Stored records:
PR #2999, opened 2018-01-19
Consider both primary and secondary groups for Moderator CP

### LINKED ISSUE #2990: ModCP Permissions to view Reported Posts
Permissions don't work to see modcp reported posts if the permission group is secondary group.

From modcp.php:

Code:if(&#36;mybb-&gt;input['action'] == "reports")
{
    if(&#36;mybb-&gt;usergroup['canmanagereportedcontent'] == 0)
    {
        error_no_permission();
    }
So that has to be changed to reflect secondary group permissions.

Original thread: [ModCP Permissions to view Reported Posts](https://community.mybb.com/thread-215384.html)

euantorano:
Fixes #2990 

The code in the current `feature` branch runs a query globally in the Mod CP if a user isn't a super moderator to see if they have any moderator access at all and sets up various variables (such as `$numreportedposts` which was causing the problem in #2990 itself). However, it only considers the user's UID and their primary usergroup (`$mybb->user['usergroup']`) and ignores any additional groups that may be configured when running this query.

I'm not sure if it was like that for a reason, so hopefully this patch doesn't break anything else - it really needs testing with some different permission setups to make sure it doesn't cause problems.

### DIFF
--- a/modcp.php
+++ b/modcp.php
@@ -58,7 +58,14 @@ $flist_queue_attach = $wflist_reports = $tflist_reports = $flist_reports = $tfli
 $moderated_forums = array();
 if($mybb->usergroup['issupermod'] != 1)
 {
-	$query = $db->simple_select("moderators", "*", "(id='{$mybb->user['uid']}' AND isgroup = '0') OR (id='{$mybb->user['usergroup']}' AND isgroup = '1')");
+	$in = explode(',', $mybb->user['additionalgroups']);
+	$in = array_map('intval', $in);
+	$in[] = (int) $mybb->user['usergroup'];
+	$in = array_unique($in);
+
+	$in_query = implode(',', $in);
+
+	$query = $db->simple_select("moderators", "*", "(id='{$mybb->user['uid']}' AND isgroup = '0') OR (id IN ({$in_query}) AND isgroup = '1')");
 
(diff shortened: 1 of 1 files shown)


kawaii:
This indeed fixes the issue noted in #2990 but I suggest we get a few of the others from @mybb/developers and @mybb/sqa to test it too, since it's a fairly critical and delicate part of the software.

grulichw:
Why not just change the query to:

‘’’php
$query = $db->simple_select("moderators", "*", "(id='{$mybb->user['uid']}' AND isgroup = '0') OR (id IN ({$mybb->usergroup['all_usergroups']}) AND isgroup = '1')");
‘’’

Is $mybb->usergroup[‘all_usergroups’] less riable than your method? Otherwise we should simply change the one query line instead of adding all the extra checks through $mybb->user. It is a better code fix that over large loads = reduced computing power.

euantorano:
@grulichw There is no such array key index one my install - I dumped the `$mybb->user` array to double check. There is an `all_usergroups` array key in the array retrieved by calling [`usergroup_permissions`](https://github.com/mybb/mybb/blob/f7b8a16d6774a98c16f5c21acfd23fe52270c525/inc/functions.php#L1253) but I can't find any other reference to that array key in MyBB.

euantorano:
@grulichw I hadn't realised that was there actually. It's probably an easier solution, thanks.

Issue #2976, opened 2018-01-08
Useful Twig functions


PaulBender:
We should consider adding some Twig functions for the following:
- [ ] Inline Errors
- [ ] codebuttons (the editor)
- [ ] smilieinserter
- [ ] build_profile_link
- [ ] my_date

JordanMussi:
Also https://github.com/mybb/mybb/pull/2975#discussion_r160036829
> I wonder if it's worth marking the trans function as HTML safe... There are quite a few translations that have HTML in them unfortunately.

Shade-:
Would be nice to add get_thread_link too.

WildcardSearch:
Marked `$lang->parse()` replacement marked.

arcalys:
Is this still something that needs to be done for 1.9?  
Some of the unmarked items already exist, such as:
- `get_thread_link()`


It would be helpful to clarify what’s still left to implement.

Sama34:
` get_*_link()` are taken care (fully, finished) on #5171

I went ahead and struck-through _captcha_ because that seems to require some server side handling. Please correct me if wrong.

As per the rest, I think they may be useful.

Possibly related : https://discord.com/channels/215876847634743296/386812669513957386/1357804632495231086

PR #3000, opened 2018-01-19
For #2976 — $lang->parse() Replacement

WildcardSearch:
For #2976

This replaces `$lang->parse()` with a Twig filter that works like: `{{ myVar|lparse }}`


WildcardSearch:
Oops, wrong branch lol

PR #3007, opened 2018-01-22
Fix #3006 - custom moderation tool SQL error on postgresql

### LINKED ISSUE #3006: Custom moderator tools broken on PostgreSQL
If you try to execute a custom moderator tool when using PostgreSQL as the database engine, you encounter the following SQL error:

```

SQL Error:
    0 - ERROR: column "2" does not exist LINE 1: SELECT * FROM mybb_modtools WHERE tid="2" ^ 
Query:
    SELECT * FROM mybb_modtools WHERE tid="2" 
```

euantorano:
Fixes #3006 by removing `"` around moderation tool ID in query. Should still work on both postgres and mysql.

### DIFF
--- a/inc/class_custommoderation.php
+++ b/inc/class_custommoderation.php
@@ -32,7 +32,7 @@ class CustomModeration extends Moderation
 		global $db;
 
 		// Get tool info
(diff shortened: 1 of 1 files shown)


PaulBender:
Works for me as well.

PR #3009, opened 2018-01-24
Update .gitattributes

kawaii:
Removes some unnecessary files from exported releases.

### DIFF
--- a/.gitattributes
+++ b/.gitattributes
@@ -2,7 +2,7 @@
 .gitattributes export-ignore
 .gitignore export-ignore
 /README.md export-ignore
-/LICENCE export-ignore
+/LICENSE export-ignore
 /CONTRIBUTING.md export-ignore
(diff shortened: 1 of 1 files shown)


.gitattributes
```diff
@@ -1 +1,8 @@
 * text=auto eol=lf
+.gitattributes export-ignore
+.gitignore export-ignore
+/README.md export-ignore
+/LICENCE export-ignore
```
dvz: Should be _LICENSE_

dvz:
Not sure about excluding the sample `.htaccess`/configuration files - it's not best that they are distributed in this form, but the idea was that administrators have the content available for installation.

kawaii:
@dvz I personally think that those files should instead be in the MyBB documentation and not part of the source distribution. I've updated the PR with the typo fix for the license file.

PR #3011, opened 2018-01-25
#2972 (stats.php) forum statistics to twig

Matslom:
For #2972 

- [x]  stats
- [x]  stats_thread
- [x]  stats_topforum

```diff
+ stats -> stats/stats.twig
- stats_thread
- stats_topforum
```


Matslom:
Not sure about this lines. It's not very messy, but maybe splitting this lang into two parts would be better idea. 
https://github.com/Matslom/mybb/blob/fabee05ad8ff33ac807066949b94b1f73b23d4e1/inc/views/base/stats/stats.twig#L41-L42

euantorano:
@Matslom It may make sense to split that language variable into two parts, yeah. It doesn't look too bad like this though, so I'd be happy to merge this if you're happy with it.

Matslom:
@euantorano So I will split it to two parts. Tomorrow most likely.

euantorano:
Great, thank you very much.

Matslom:
@euantorano I will try fix it in this week.

skmedix:
@euantorano You can close it now.

PR #3018, opened 2018-02-04
Working on #2972 Template Conversion to Twig Format (managegroup.php)

PaulBender:
#2972 for managegroup.php

### DIFF
--- a/managegroup.php
+++ b/managegroup.php
@@ -210,10 +210,8 @@ elseif ($mybb->input['action'] == "joinrequests") {
         ORDER BY u.username ASC
     ");
     while ($user = $db->fetch_array($query)) {
-        $user['reason'] = htmlspecialchars_uni($user['reason']);
         $altbg = alt_trow();
         $regdate = my_date($mybb->settings['dateformat'], $user['regdate']);
-        $user['username'] = htmlspecialchars_uni($user['username']);
         $user['profilelink'] = build_profile_link($user['username'], $user['uid']);
 
         $users[] = $user;
@@ -272,8 +270,7 @@ else
 
     if ($usergroup['type'] == 5) {
         $usergroup['usergrouptype'] = $lang->group_public_invite;
-    }
-    elseif ($usergroup['type'] == 4) {
+    } else if ($usergroup['type'] == 4) {
         $query = $db->simple_select("joinrequests", "COUNT(*) AS req", "gid='{$gid}'");
         $numrequests = $db->fetch_array($query);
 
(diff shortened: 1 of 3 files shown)


managegroup.php
```diff
@@ -195,38 +197,42 @@
...
+
+    $query = $db->query("
+        SELECT j.*, u.uid, u.username, u.postnum, u.regdate
+        FROM " . TABLE_PREFIX . "joinrequests j
+        LEFT JOIN " . TABLE_PREFIX . "users u ON (u.uid=j.uid)
+        WHERE j.gid='{$gid}' AND j.uid != 0
+        ORDER BY u.username ASC
+    ");
+    while ($user = $db->fetch_array($query)) {
+        $user['reason'] = htmlspecialchars_uni($user['reason']);
```
euantorano: The use of `htmlspecialchars_uni()` here (and perhaps below?) will cause double escaping.

managegroup.php
```diff
@@ -257,185 +263,141 @@
...
+    $plugins->run_hooks("managegroup_start");
+
+    $lang->members_of = $lang->sprintf($lang->members_of, htmlspecialchars_uni($usergroup['title']));
+    $lang->add_member = $lang->sprintf($lang->add_member, htmlspecialchars_uni($usergroup['title']));
+    $lang->invite_member = $lang->sprintf($lang->invite_member, htmlspecialchars_uni($usergroup['title']));
+    $usergroup['pendingrequests'] = false;
+
+    if ($usergroup['type'] == 5) {
+        $usergroup['usergrouptype'] = $lang->group_public_invite;
+    }
```
euantorano: Should be `} else if (...`.

managegroup.php
```diff
@@ -257,185 +263,141 @@
...
+
+    // Display group leaders (if there is any)
+    $query = $db->query("
+        SELECT g.*, u.username, u.usergroup, u.displaygroup
+        FROM " . TABLE_PREFIX . "groupleaders g
+        LEFT JOIN " . TABLE_PREFIX . "users u ON (u.uid=g.uid)
+        WHERE g.gid = '{$gid}'
+    ");
+
+    $leaders_array = array();
```
euantorano: For consistency with the below `$leaders = []`, can you use square brackets here too to initialise the array?

managegroup.php
```diff
@@ -257,185 +263,141 @@
...
+        $leader_count = $db->num_rows($query);
+        while ($leader = $db->fetch_array($query)) {
+            $leader['username'] = htmlspecialchars_uni($leader['username']);
+            $leader_name = format_name($leader['username'], $leader['usergroup'], $leader['displaygroup']);
+            $leader['profilelink'] = build_profile_link($leader_name, $leader['uid']);
+
+            $leaders_array[] = $leader['uid'];
+
+            // Get commas...
+            if ($loop != $leader_count) {
```
euantorano: This logic could be done in the view itself, using [the `loop.last` variable](https://twig.symfony.com/doc/2.x/tags/for.html#the-loop-variable).

PaulBender:
All changes have been made

PR #392, opened 2019-10-09
add daemonset support

ajayk:
* Adds support for daemonsets 
* allows to query for daemonsets 

`     daemonset := k8s.GetDaemonSet(t, options, "ebs-csi-node")  `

TASK INSTRUCTIONS:
Retype exactly the lines of the data above that fall between the line with "Some of the" and the line with "finished) on #5171", inclusive, and add nothing.

ANSWER BOX:
Some of the unmarked items already exist, such as:
- `get_thread_link()`


It would be helpful to clarify what’s still left to implement.

Sama34:
` get_*_link()` are taken care (fully, finished) on #5171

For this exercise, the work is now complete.